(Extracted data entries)
PR #1455, opened 2024-01-02
adopt standard platform check utility

elsazac:
1.Make use of standard utility function for platform check wherever applicable.
2.standardize field naming conventions

### DIFF
--- a/bundles/org.eclipse.jface/src/org/eclipse/jface/layout/AbstractColumnLayout.java
+++ b/bundles/org.eclipse.jface/src/org/eclipse/jface/layout/AbstractColumnLayout.java
@@ -46,14 +46,14 @@ import org.eclipse.swt.widgets.Widget;
  * @since 3.4
  */
 public abstract class AbstractColumnLayout extends Layout {
-	private static int columnTrim;
+	private static int COLUMN_TRIM;
 	static {
 		if (Util.isWindows()) {
-			columnTrim = 4;
+			COLUMN_TRIM = 4;
 		} else if (Util.isMac()) {
-			columnTrim = 24;
+			COLUMN_TRIM = 24;
 		} else {
-			columnTrim = 3;
+			COLUMN_TRIM = 3;
 		}
 	}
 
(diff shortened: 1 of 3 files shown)


bundles/org.eclipse.jface/src/org/eclipse/jface/layout/AbstractColumnLayout.java
```diff
@@ -46,14 +46,14 @@
  * @since 3.4
  */
 public abstract class AbstractColumnLayout extends Layout {
-	private static int COLUMN_TRIM;
+	private static int columnTrim;
```
mickaelistria: Here, the goal with upper case is to emphasize that the value is in practice final and mustn't nor shouldn't be changed upon access. Please keep this convention.

bundles/org.eclipse.jface/src/org/eclipse/jface/viewers/TableLayout.java
```diff
@@ -39,21 +39,21 @@
...
-	 * To ensure there are N pixels available for the content of the column,
-	 * assign N+COLUMN_TRIM for the column width.
+	 * The number of extra pixels taken as horizontal trim by the table column. To
+	 * ensure there are N pixels available for the content of the column, assign
+	 * N+columnTrim for the column width.
 	 *
 	 * @since 3.1
 	 */
-	private static int COLUMN_TRIM;
+	private static int columnTrim;
```
mickaelistria: Same.

mickaelistria (changes requested):

bundles/org.eclipse.jface/src/org/eclipse/jface/layout/AbstractColumnLayout.java
elsazac: I have reverted the case change, however this scenario looks strange to me - The field cannot be declared ~~static~~ final because it value neither known at compile time nor at construction time, and yet it holds a final value :)

bundles/org.eclipse.jface/src/org/eclipse/jface/viewers/TableLayout.java
elsazac: ditto

bundles/org.eclipse.jface/src/org/eclipse/jface/layout/AbstractColumnLayout.java
mickaelistria: The value is known at class loading time, the `static { ... }` block after it will be executed as soon as class is loaded, and will set the value dynamically. It's not actually, but the name convention is a reminder that this static field must be consumed as if it were final.

mickaelistria (approved):

PR #1459, opened 2024-01-03
replace anonymous runnable class with lambda

elsazac:


bundles/org.eclipse.jface.text/src/org/eclipse/jface/internal/text/link/contentassist/CompletionProposalPopup2.java
```diff
@@ -872,18 +872,14 @@ public void processEvent(VerifyEvent e) {
 	private void filterProposals() {
 		++ fInvocationCounter;
 		Control control= fViewer.getTextWidget();
-		control.getDisplay().asyncExec(new Runnable() {
+		control.getDisplay().asyncExec(() -> {
```
mickaelistria, line 876: This is not equivalent and will most likely cause bugs:

bundles/org.eclipse.jface.text/src/org/eclipse/jface/internal/text/link/contentassist/CompletionProposalPopup2.java
```diff
@@ -872,18 +872,14 @@ public void processEvent(VerifyEvent e) {
...
 			long fCounter= fInvocationCounter;
```
mickaelistria: Before, fCounter is initialized just once, when `filterProposals` is invoked and the `Runnable` is created, ie before actually running the Runnable. While with the change, the value is set at execution of the Runnable, leading to...

bundles/org.eclipse.jface.text/src/org/eclipse/jface/internal/text/link/contentassist/CompletionProposalPopup2.java
```diff
@@ -872,18 +872,14 @@ public void processEvent(VerifyEvent e) {
...
-			@Override
-			public void run() {
-
-				if (fCounter != fInvocationCounter)
```
mickaelistria, line 880: This condition not being always true (before) but being always true (after)

bundles/org.eclipse.jface.text/src/org/eclipse/jface/text/contentassist/ContextInformationPopup.java
```diff
@@ -876,30 +876,24 @@ private void validateContextInformation() {
 		 */
 		if (!isValid(fContextInfoPopup))
 			return;
-
-		fContextInfoPopup.getDisplay().asyncExec(new Runnable() {
-
-			private ContextFrame fFrame= fContextFrameStack.peek();
```
mickaelistria: A similar pattern here: the frame is set once at instantiation for some reason, not on the execution. This looks like an actual intent to capture the "initial value before execution".

mickaelistria (changes requested):
I don't think this change is safe. Usually, a class that defines a field shouldn't be turned into a lambda as the field lifecycle (which value they get and where) matters.

bundles/org.eclipse.jface.text/src/org/eclipse/jface/internal/text/link/contentassist/CompletionProposalPopup2.java
elsazac: will moving `fCounter`  assignment outside of the lambda solve the problem?

mickaelistria: Yes, I think it would.

elsazac: @mickaelistria I have made that change accordingly and removed the problematic lambda. please have a look.

mickaelistria (approved):

mickaelistria:
Thank you!

PR #1462, opened 2024-01-04
simplify collection emptiness check

elsazac:
Use isEmpty() API of collections to simplify the emptiness check. reduces one extra comparison.


akurtakov (approved):
Thanks!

PROBLEM STATEMENT: Which lines of the data include the string "private"? Copy each of them.

ANSWER TO THIS PROBLEM:
-	private static int columnTrim;
+	private static int COLUMN_TRIM;
-	private static int COLUMN_TRIM;
+	private static int columnTrim;
-	private static int COLUMN_TRIM;
+	private static int columnTrim;
 	private void filterProposals() {
@@ -876,30 +876,24 @@ private void validateContextInformation() {
-			private ContextFrame fFrame= fContextFrameStack.peek();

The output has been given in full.